The rough Ozark ground, once the trees were removed, proved to be just what the tomato needed. During the winter you’d take an ax, cut a circle around a tree causing it to die. In the spring, you’d cut the tree into needed firewood. Stumps were usually not removed. The ground was prepared with a bull tongue-plow and the roots were torn out using a spring-tooth harrow. Place a tomato plant every four feet and watch it grow. Needless to say, back then there were no watering systems and the plants were not even staked.
Next, the hard job of picking, canning, and shipping to the end user took place. Canning factories sprang up wherever there was a good water source. Factories flourished and continued providing summer jobs through drought and depression years. Wages ranged from 12 to 25 cents per hour (sometimes less for women) or workers were sometimes paid on a piece meal basic according to how many pounds of tomatoes they could peel in a day. (Even the thought of peeling a tomato seems foreign to me).

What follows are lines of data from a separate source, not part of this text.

Issue #2906, opened 2021-11-17
Slice + UGRID problem


sgpearse:
Import the UGRID data in /glade/p/cisl/vast/vapor/data/Source/UGRID/NOAA-geoflow/small

Create a slice with the following rotation parameters:
X = -19.8
Y = 0
Z = 16.2

The slice will not be sampled properly and will stretch outside of the domain.  Note that the Z stretch factor for this dataset is ~4 million.

![](https://user-images.githubusercontent.com/2772687/142095913-c068b690-278d-4a76-8eb6-c1923392afe7.png)

PR #2932, opened 2021-12-09
Slicer - Creates 2D grids of slice data

sgpearse:
This PR allows Renderers to construct a Slicer class that will deliver 2D grids based on RenderParams instances.  The spatial extents of a Grid class are insufficient to define a Slice's position and winding order, so Slicer also provides accessors to this information.

See SliceRenderer::_regenerateSlice() for an example of how renderers can sample data with it.  

SliceRenderer::_initVertexVBO() shows how to access an ordered list of six vertices that will correctly orient the two triangles of the texture.

SliceRenderer::_drawDebugPolygons() shows how to get debugging info from the Slicer.

ToDo: Run valgrind

### DIFF
--- a/apps/cf2vdc/cf2vdc.cpp
+++ b/apps/cf2vdc/cf2vdc.cpp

Most folks, young and old, now have a myriad of summer job possibilities in Branson. Long gone are the days when women would work a full three months just to buy their children’s school clothes. My son worked at Thousand Hills Golf Resort attending carts. His friends worked at White Water, Dixie Stampede or one of the many go cart tracts. All of which were as much fun as work. I hope we always remember that the golden age of Branson was first brought about by, hearty, dedicated Ozark families and to some extent—the tomato.